- _YOUR INSTRUCTIONS_
Output nothing but the lines from the first line of the entries to the line with "-34,8 +34,9 @@", inclusive, exactly as they read.
^^^^
PR #14, opened 2020-11-18
Test errors

longemen3000:
this was originally part of the Eos Optimizations branch (ongoing) but i want to push this on development because of some bugs on getproperties.jl, those bugs where catched by adding `test_methods.jl` to the test suite. there are some errors marked as broken that need to be addressed:

on `test_database.jl`
```julia
@test_broken filepath == dirname(pathof(OpenSAFT)) * "/../database/PCSAFT/data_PCSAFT_like.csv"

```
on `test_methods.jl`
```julia
@test_broken get_volume(test_system, 1E5, 298)[1] ≈ 5.9069454773905654e-5 rtol = 0.01 #returns incorrect value (3.011768338630139e-5)

@test_broken get_crit_pure(test_system)[1][1] ≈ 1 rtol = 1E10 #T_scale not defined

@test_broken get_speed_of_sound(test_system, 1E5, 298)[1] ≈ 1 rtol = 1E10 #requires that the model has Mr
```

Hopefully, in the EoSOptimizations branch, the last error could be fixed, but i don't know about the rest.

This branch also has a rework of the `system` function, exporting a similar one `System`, that returns the same inputs, but its totally decoupled, so new models could be added without modifying the function. for example, those two functions return the same:

```julia
 s1 = system(["Water"],"SRK")
 s2 = System(["Water"],"SRK")
```
but the second one also admits symbols and synonyms (only added VdW and SAFTγMie) :
```julia
 s3 = System(group_multiplicities,"SAFTγMie")
 s3 = System((["Water"],:PR)
```
in the ongoing work, im trying to port the EoS from a Dict-Style to an Array-Style, with the decoupling helping on that.

### DIFF
--- a/src/OpenSAFT.jl
+++ b/src/OpenSAFT.jl
@@ -34,8 +34,9 @@ include("models/eos/Cubic/CPA.jl")
 include("models/eos/eos.jl")
 
 include("models/system.jl")
+include("models/system2.jl")
 
-export system
+export system,System
 export eos,ideal
 
 using Unitful
--- a/src/methods/getproperties.jl
+++ b/src/methods/getproperties.jl
@@ -28,7 +28,7 @@ end
 function ∂2f(model,v,t,z)
     f(w) = eos(model,z,first(w),last(w))
     v,t = promote(v,t)
-    vt_vec =   SVector(_v,_t)
+    vt_vec =   SVector(v,t)
     ∂result = DiffResults.HessianResult(vt_vec)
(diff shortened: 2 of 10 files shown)


longemen3000:
ohhh, the test only fails on windows, i see, im gonna try to fix that

pw0908:
Shall I merge it then?

longemen3000:
i think i fixed the error, lets see if the CI agrees on that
^^^^
- _THE COMPLETED TASK_
PR #14, opened 2020-11-18
Test errors

longemen3000:
this was originally part of the Eos Optimizations branch (ongoing) but i want to push this on development because of some bugs on getproperties.jl, those bugs where catched by adding `test_methods.jl` to the test suite. there are some errors marked as broken that need to be addressed:

on `test_database.jl`
```julia
@test_broken filepath == dirname(pathof(OpenSAFT)) * "/../database/PCSAFT/data_PCSAFT_like.csv"

```
on `test_methods.jl`
```julia
@test_broken get_volume(test_system, 1E5, 298)[1] ≈ 5.9069454773905654e-5 rtol = 0.01 #returns incorrect value (3.011768338630139e-5)

@test_broken get_crit_pure(test_system)[1][1] ≈ 1 rtol = 1E10 #T_scale not defined

@test_broken get_speed_of_sound(test_system, 1E5, 298)[1] ≈ 1 rtol = 1E10 #requires that the model has Mr
```

Hopefully, in the EoSOptimizations branch, the last error could be fixed, but i don't know about the rest.

This branch also has a rework of the `system` function, exporting a similar one `System`, that returns the same inputs, but its totally decoupled, so new models could be added without modifying the function. for example, those two functions return the same:

```julia
 s1 = system(["Water"],"SRK")
 s2 = System(["Water"],"SRK")
```
but the second one also admits symbols and synonyms (only added VdW and SAFTγMie) :
```julia
 s3 = System(group_multiplicities,"SAFTγMie")
 s3 = System((["Water"],:PR)
```
in the ongoing work, im trying to port the EoS from a Dict-Style to an Array-Style, with the decoupling helping on that.

### DIFF
--- a/src/OpenSAFT.jl
+++ b/src/OpenSAFT.jl
@@ -34,8 +34,9 @@ include("models/eos/Cubic/CPA.jl")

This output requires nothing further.